What really got me interested in this whole system of prerecorded audio is that maybe it's better for those workers, because I do think that psychologically people have a really hard time imagining what it would be like to be rejected 150 times a day. It's bad for social animals to experience that.
CHRIS NEARY: But the people getting calls from cyborgs are social animals too. Nobody likes being lied to. And, in fact, the operator behind a Samantha West is free to jump into the conversation at any time and initiate a human-to-human interaction. So there's nothing stopping a righteous operator from making an honest woman of Samantha West. Can that overcome the kind of original sin that you're not talking to another human's voice? I don’t know. If Tommy in Utah is placing the call, is listening to the call, is responding to you live, like are you talking to a human?
[MUSIC UP & UNDER]
We already have automated tutors, diagnosticians and bureaucrats. But we know they’re machines. What if cyborg salespeople like Samantha did come clean? Here’s one of the TIME reporters, Denver Nicks.
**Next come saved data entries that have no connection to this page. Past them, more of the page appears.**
PR #851, opened 2025-08-14
Platform/Qualcomm/RB3Gen2: Enable booting edk2 at EL2

b49020:
Many Qualcomm targets use Gunyah as a firmware-launched hypervisor, making EL2 unavailable for Non-secure firmware and operating systems, preventing use of alternative hypervisors.

Quoting Arm Base Boot Requirements here:

```
6.3.1.1. UEFI boot at EL2
  Systems must boot UEFI at EL2, to enable the installation of a hypervisor
  or a virtualization-aware operating system.
```

So lets use a TZ SMC call supported on these Qcom targets to clean up EL2/Gunyah configuration and transition to booting edk2 (UEFI) at EL2 exiting Gunyah. All the SMMU configuration gets cleaned up and handed over in EL2 in bypass mode. The edk2 is able to configure EL2 MMU/SMMU as you would expect on an Arm silicon executing edk2 in EL2.

Apart from that there are some build fixes included to follow library paths in upstream edk2.

### DIFF
--- a/Silicon/Qualcomm/KodiakPkg/Library/KodiakLib/KodiakHelper.S
+++ b/Silicon/Qualcomm/KodiakPkg/Library/KodiakLib/KodiakHelper.S
@@ -6,8 +6,34 @@
 
 #include <AsmMacroLib.h>
 #include <Library/ArmLib.h>
+#include "KodiakHelper.h"
 
 ASM_FUNC(ArmPlatformPeiBootAction)
-  ret
+// Many Qualcomm targets use Gunyah as a firmware-launched hypervisor, making
+// EL2 unavailable for Non-secure firmware and operating systems, preventing
+// use of alternative hypervisors.
+
+// Quoting Arm Base Boot Requirements here:
+//
+// 6.3.1.1. UEFI boot at EL2
+//   Systems must boot UEFI at EL2, to enable the installation of a hypervisor
+//   or a virtualization-aware operating system.
+
+// So lets use a TZ SMC call supported on these Qcom targets to clean up
+// EL2/Gunyah configuration and transition to booting edk2 (UEFI) at EL2
+// exiting Gunyah. All the SMMU configuration gets cleaned up and handed
+// over in EL2 in bypass mode. The edk2 is able to configure EL2 MMU/SMMU as
+// you would expect on an Arm silicon executing edk2 in EL2.
+
+  EL1_OR_EL2(x0)
+1:ldr   w0, =TZ_EL2_SWITCH_SMC_ID
+  ldr   w1, =TZ_EL2_SWITCH_PARAM_ID
+  mov   w2, wzr
+  mov   w3, wzr
+  ldr   w4, =TZ_EL2_SWITCH_PARAM2_EXIT_GUNYAH
+  smc   #0
+// From this point onwards executing in EL2
+
+2:ret
 
 ASM_FUNCTION_REMOVE_IF_UNREFERENCED
--- a/Silicon/Qualcomm/KodiakPkg/Library/KodiakLib/KodiakHelper.h
+++ b/Silicon/Qualcomm/KodiakPkg/Library/KodiakLib/KodiakHelper.h
@@ -1,0 +1,15 @@
+/** @file
+  Copyright (c) Qualcomm Technologies, Inc. and/or its subsidiaries.
+
+  SPDX-License-Identifier: BSD-2-Clause-Patent
+
+**/
+
+#ifndef KODIAK_HELPER_H_
+#define KODIAK_HELPER_H_
+
+#define TZ_EL2_SWITCH_SMC_ID                0x02000121
+#define TZ_EL2_SWITCH_PARAM_ID              0x00000023
+#define TZ_EL2_SWITCH_PARAM2_EXIT_GUNYAH    0x1
+
+#endif /* KODIAK_HELPER_H_ */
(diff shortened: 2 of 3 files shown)


Silicon/Qualcomm/KodiakPkg/Library/KodiakLib/KodiakHelper.S
```diff
@@ -7,7 +7,33 @@
 #include <AsmMacroLib.h>
 #include <Library/ArmLib.h>
 
+#define TZ_EL2_SWITCH_SMC_ID		0x02000121
```
leiflindholm: Could we move these out into a common header somewhere?

Silicon/Qualcomm/KodiakPkg/Library/KodiakLib/KodiakHelper.S
```diff
@@ -7,7 +7,33 @@
...
+#define TZ_EL2_SWITCH_PARAM_ID		0x00000023
+#define TZ_EL2_SWITCH_PARAM2_KVM	0x1
+
 ASM_FUNC(ArmPlatformPeiBootAction)
-  ret
+// On Qcom targets supporting Gunyah, the edk2 (UEFI) is commonly loaded at
```
leiflindholm: I would prefer rewording this, since there is no fundamental reason for this, it's just part of the firware architecture on these platforms.

```
// Many Qualcomm targets use Gunyah as a firmware-launched hypervisor, making
// EL2 unavailable for Non-secure firmware and operating systems, preventing
// use of alternative hypervisors.
```

Silicon/Qualcomm/KodiakPkg/Library/KodiakLib/KodiakHelper.S
```diff
@@ -7,7 +7,33 @@
 #include <AsmMacroLib.h>
 #include <Library/ArmLib.h>
 
+#define TZ_EL2_SWITCH_SMC_ID		0x02000121
+#define TZ_EL2_SWITCH_PARAM_ID		0x00000023
+#define TZ_EL2_SWITCH_PARAM2_KVM	0x1
```
leiflindholm: I know we have a tendency to conflate "don't use a firmware-owned hypervisor" with that weird little corner case of "use KVM", but that isn't actually what this is about.
We should give this a name that better describes the function.

Silicon/Qualcomm/KodiakPkg/Library/KodiakLib/KodiakHelper.S
```diff
@@ -7,7 +7,33 @@
...
+// hypervisor stack to run.
+
+// Quoting Arm Base Boot Requirements here:
+//
+// 6.3.1.1. UEFI boot at EL2
+//   Systems must boot UEFI at EL2, to enable the installation of a hypervisor
+//   or a virtualization-aware operating system.
+
+// So lets use a TZ SMC call supported on these Qcom targets to clean up
+// EL2/Gunyah configuration and transition to booting edk2 (UEFI) at EL2
```
leiflindholm, line 23: I think this needs to document what actually happens, the current text is a bit handwavy. What happens to Gunyah?

Silicon/Qualcomm/KodiakPkg/Library/KodiakLib/KodiakHelper.S
b49020: I am unsure if there will be much of reuse for these custom SMC calls with a separate header. Since in other places we will just be reusing standard `ArmMonitorCall()`.

leiflindholm: OK, if it's really not going to be used elsewhere, maybe it doesn't need to be a common header.

But the general rule in tianocore is #defines belong in header files, so could you break them out into a private .h?

Silicon/Qualcomm/KodiakPkg/Library/KodiakLib/KodiakHelper.S
```diff
@@ -7,7 +7,33 @@
...
+// as the first step.
+
+  EL1_OR_EL2(x0)
+1:ldr   w0, =TZ_EL2_SWITCH_SMC_ID
+  ldr   w1, =TZ_EL2_SWITCH_PARAM_ID
+  mov   w2, wzr
+  mov   w3, wzr
+  ldr   w4, =TZ_EL2_SWITCH_PARAM2_KVM
+  smc   #0
+
```
leiflindholm, line 36: I think it's worth adding an explicit comment here that we will now be executing at EL2.

Silicon/Qualcomm/KodiakPkg/Library/KodiakLib/KodiakHelper.S
b49020: Sure, I will follow that rule.

Silicon/Qualcomm/KodiakPkg/Library/KodiakLib/KodiakHelper.S
b49020: Added further explanation.

Silicon/Qualcomm/KodiakPkg/Library/KodiakLib/KodiakHelper.h
```diff
@@ -0,0 +1,15 @@
...
+  Copyright (c) Qualcomm Technologies, Inc. and/or its subsidiaries.
+
+  SPDX-License-Identifier: BSD-2-Clause-Patent
+
+**/
+
+#ifndef KODIAK_HELPER_H_
+#define KODIAK_HELPER_H_
+
+#define TZ_EL2_SWITCH_SMC_ID			0x02000121
```
leiflindholm: I think once we bring in uncrustify to edk2-platforms CI, it will complain about the indentation difference. Could you align the columns?

b49020: Fixed

PR #1048, opened 2023-03-02
[New platform] Equilibre on Kava

seguido:
@MirthFutures wanted to do a final revision on safuness I think so waiting on that or anyone willing to verify.


seguido:
Actually due to some errors emissions are kicked a whole week, no urgency

PR #1053, opened 2023-03-03
Use seconds per year when annualizing balRewardRate during aura-bal apy calc

### LINKED ISSUE #1052: Use seconds per year when annualizing balRewardRate during aura-bal apy calc
Aura say this
https://docs.aura.finance/developers/how-to-___/calculate-aprs-from-aura-pool-yield
image

But beefy say this
https://github.com/beefyfinance/beefy-api/blob/bf2c1a2deb6f7299f18c8524af4d2d45eda7f7e3/src/api/stats/ethereum/getAuraBalApy.js#L60

murderteeth:
https://docs.aura.finance/developers/how-to-___/calculate-aprs-from-aura-pool-yield

close #1052

### DIFF
--- a/src/api/stats/ethereum/getAuraBalApy.js
+++ b/src/api/stats/ethereum/getAuraBalApy.js
@@ -57,7 +57,7 @@ const getYearlyRewardsInUsd = async () => {
   const bbaUSDVirtualGauge = getContractWithProvider(IAuraGauge, bbaUSDVirtualGaugeAddress, web3);
   const bbaUSDRewardRate = new BigNumber(await bbaUSDVirtualGauge.methods.rewardRate().call());
   const auraData = await getAuraData();
-  const yearlyRewards = balRewardRate.times(3).times(BLOCKS_PER_DAY).times(365);
+  const yearlyRewards = balRewardRate.times(86_400 * 365);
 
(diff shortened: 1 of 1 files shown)


MirthFutures:
The calc is the same, the blocks in a day variable times 3 is equal to 86400.

murderteeth:
> The calc is the same, the blocks in a day variable times 3 is equal to 86400.

thanks @MirthFutures ..I totally missed that `BLOCKS_PER_DAY` was hardcoded at the top of the code. Should have been taking my time =)  

Now I see that most of the apy code has this pattern of setting a `BLOCKS_PER_DAY` const at the top of the page to 28800 then computing yearly reward with `rewardRate.times(3).times(BLOCKS_PER_DAY).times(365)`.

Why is this?  Using `SECONDS_PER_YEAR = 31_536_000` and `rewardRate.times(SECONDS_PER_YEAR)` is more intuitive I think.

cartman-dev:
@murderteeth one thing that comes to mind is that the contracts actually reward "per block" rather than "per second". The expectation is that block tempo is stable for the chain, but if it were to change all those "per second" values would be wrong. In this context, "per block" is more consistent. (As paired with a blocks per second conversion, which may or may not ever change)

PR #1090, opened 2023-04-01
Arbidex

cartman-dev:
APY is comparable to `getMasterChefApys.ts` with a couple exceptions:
* Rewards are fixed in ARX and WETH
* Some MasterChef calls are different due to the Arbidex contract
* No subgraph was found, so no trading fees (hopefully will change soon)

### DIFF
--- a/src/api/stats/arbitrum/getArbidexApys.ts
+++ b/src/api/stats/arbitrum/getArbidexApys.ts
@@ -1,0 +1,145 @@
+import BigNumber from 'bignumber.js';
+import { getContract, getContractWithProvider } from '../../../utils/contractHelper';
+import getApyBreakdown, { ApyBreakdownResult } from '../common/getApyBreakdown';
+import { getTradingFeeApr } from '../../../utils/getTradingFeeApr';
+import fetchPrice from '../../../utils/fetchPrice';
+import { MultiCall } from 'eth-multicall';
+import { multicallAddress } from '../../../utils/web3';
+import { arbitrumWeb3 as web3 } from '../../../utils/web3';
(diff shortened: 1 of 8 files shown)


src/api/stats/arbitrum/getArbidexApys.ts
```diff
@@ -0,0 +1,145 @@
...
+    }
+  }
+
+  return apys;
+};
+
+const getMasterChefData = async () => {
+  const masterchefContract = getContractWithProvider(abi, masterchef, web3);
+
+  const arxRewardsPerSec = new BigNumber(await masterchefContract.methods.arxPerSec().call());
```
roman-monk, line 111: this could be 1 multicall instead of 4 calls.
or ideally just combine it with existing multicall in getPoolsData
```js
const chefCalls = [{
  arxPerSec: masterchefContract.methods.arxPerSec(),
  WETHPerSec: masterchefContract.methods.WETHPerSec(),
  arxTotalAllocPoint: masterchefContract.methods.arxTotalAllocPoint(),
  WETHTotalAllocPoint: masterchefContract.methods.WETHTotalAllocPoint(),
}];

const res = await multicall.all([balanceCalls, allocPointCalls, chefCalls]);
const chefData = res[2].map(v => ({
  arxPerSec: new BigNumber(v.arxPerSec),
  // other fields
}))[0];
```

roman-monk (changes requested):

src/api/stats/arbitrum/getArbidexApys.ts
cartman-dev: @roman-monk I combined the chef calls and pool calls into a single multicall as you suggested.

PR #1145, opened 2023-06-13
[FEAT] RPC Multicall Abstraction

seguido:
Migrate RPC libraries to use viem. 
- enables us to abstract away from multicall code and get even better optimizations than we were seeing before.
- app-wide multicall batching, cross file requests can be multicalled, saving on rpc requests and costs
- type inference for rpc calls (yey!!!)
+ more cool stuff!

Complete migration of all price and vault related code to the new libraries.
Bump node version requirement to 18 to take full advantage of viem's features!

The way to work moving forward will be to call `fetchContract` and do all related calls via that method. If we were to run into a call that doesn't allow calls from other contracts (tx.origin != tx.sender), fetchNoMulticallContract can be used instead [try to avoid at all costs]

To take full advantage of type inference, ABIs must be migrated to ts files such as it's been done with all price related ones. Please take this into consideration when adding new ABI files, I'll be migrating all existing ones as I cover other sections of the API in future PRs.

In order to fully maximize multicall optimizations there's one single requirement: Please make all needed RPC calls before awaiting. For example
```
    const price = await getLpPrice(pool);
    const balances = await getLpTokenBalances(pool); // This call can't be added to the multicall till price one has been answered
```

```
    const [price, results] = await Promise.all([getLpPrice(pool), getLpTokenBalances(pool)]);
    // here both promises are awaited after being called, so they can be batched together
```


roman-monk:
```
src/api/stats/common/hop/getHopCommonApys.js:36:49
You must provide the json interface of the contract when instantiating a contract object.
```

src/utils/fetchAmmPrices.js
```diff
@@ -159,25 +161,28 @@ const fetchAmmPrices = async (pools, knownPrices) => {
 };
 
 const fetchChainPools = async (chain, pools) => {
-  const provider = new ethers.providers.JsonRpcProvider(MULTICHAIN_RPC[chain]);
-  const multicall = new ethers.Contract(MULTICALLS[chain], MulticallAbi, provider);
+  const multicallContract = fetchContract(MULTICALLS[chain], BeefyPriceMulticall, chain);
+  const lpInfos = await Promise.all(
```
roman-monk, line 165: will crash whole api here without try/catch if request failed?
need to catch and also fill .totalSupply, .lp0.balance, .lp1.balance with something so it wont crash later in calc.

same for fetchDmmPrices i guess

prevostc: probably better to catch and handle errors on the caller side instead of each and every method calling the rpc

seguido:
> surprisingly no big improvements for me, still takes quite some time and there are failed requests. some errors are very verbose, whole ABI is printed.
> 
> but overall its ok to merge and test in prod as long as there are no crashes. slightly unpleasant that api uses node v18 vs v16 in app, maybe can upgrade app as well.

Hey @roman-monk ! Thanks for taking a look at everything. I appreciate the feedback. 

The PR exclusively focuses on migrating to this new capabilities but I didn't optimize multicall batching settings to an optimal value, the idea was to get everyone to start writing code with this new methods so I don't have to go around migrating even more than necessary.

As it stands right now, client settings are:
```
batchSize: 128, // bytes
wait: 1500 //ms
```

Locally, running with this params I get a full price update in ~25 seconds. However the default batchSize is 1024 bytes and when running it with that change a full update is finished in ~6.5 seconds.

It's a matter of fully optimizing the settings, I'd rather run through that process once the entire api is migrated so we can adjust for our entire volume of calls. However, 128 bytes was a value I was using for testing and I will bump it to the default 1024 since it appears our rpcs can handle that payload without issues.

src/utils/fetchAmmPrices.js
seguido: these functions were already crashing when errors happened during rpc calls. They just crashed later when the fields that weren't loaded tried to be accessed... 

I'll look into rewriting everything somehow

seguido:
@roman-monk since fetchAmmPrices and fetchDmmPrices need every inner request to be successful in order to find prices correctly, I add a promise retrying function that retries the call we provide N times with an exponentially increasing interval in between attempts. 

Awesome feature coming from this is that promises being retried can get multicalled with others due to our global multicall aggregation.

I'm stil debating internally on whether we want every rpc call in the api to benefit from this feature or not, wdyt?

ps: I tried to cut back on error logs sizes a bit

roman-monk:
fetchAmm was pretty stable i think, it wouldn't crash if some request failed (prices affected obv but no crash of the whole app), fetchDmm could crash completely. but no arguing, if there is a better way - cool, lets use it.

> I'm stil debating internally on whether we want every rpc call in the api to benefit from this feature or not, wdyt?

retry looks obviously good, but isn't it already added on the transport level of viem?
its so much better if we dont need to wrap every request with this promise and it just retries under the hood.

btw im fully support to merge it early to avoid more and more conflicts, so proceed to merge if you like

seguido:
My understanding was that the retry of requests was only on transport layer errors, so rpc errors themselves weren't being retried (only http errors), I'll check the implementation to clarify on this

DENVER NICKS: You know what would I have done if she had said, yeah, I’m a robot? Anyway, as we were saying [LAUGHS], I don’t know – I don’t know what I would have said. That’s a really – that’s heavy, man. I guess, you know, she was trying to enroll me in health insurance and I would have just said like, oh, you know, thanks for answering my question. I'm sorry I was being such a jerk. I have health insurance. Have a nice day.
CHRIS NEARY: So Samantha West could actually help. Telemarketing is often a scam. What if honesty could be automated? For On the Media, I’m Chris Neary.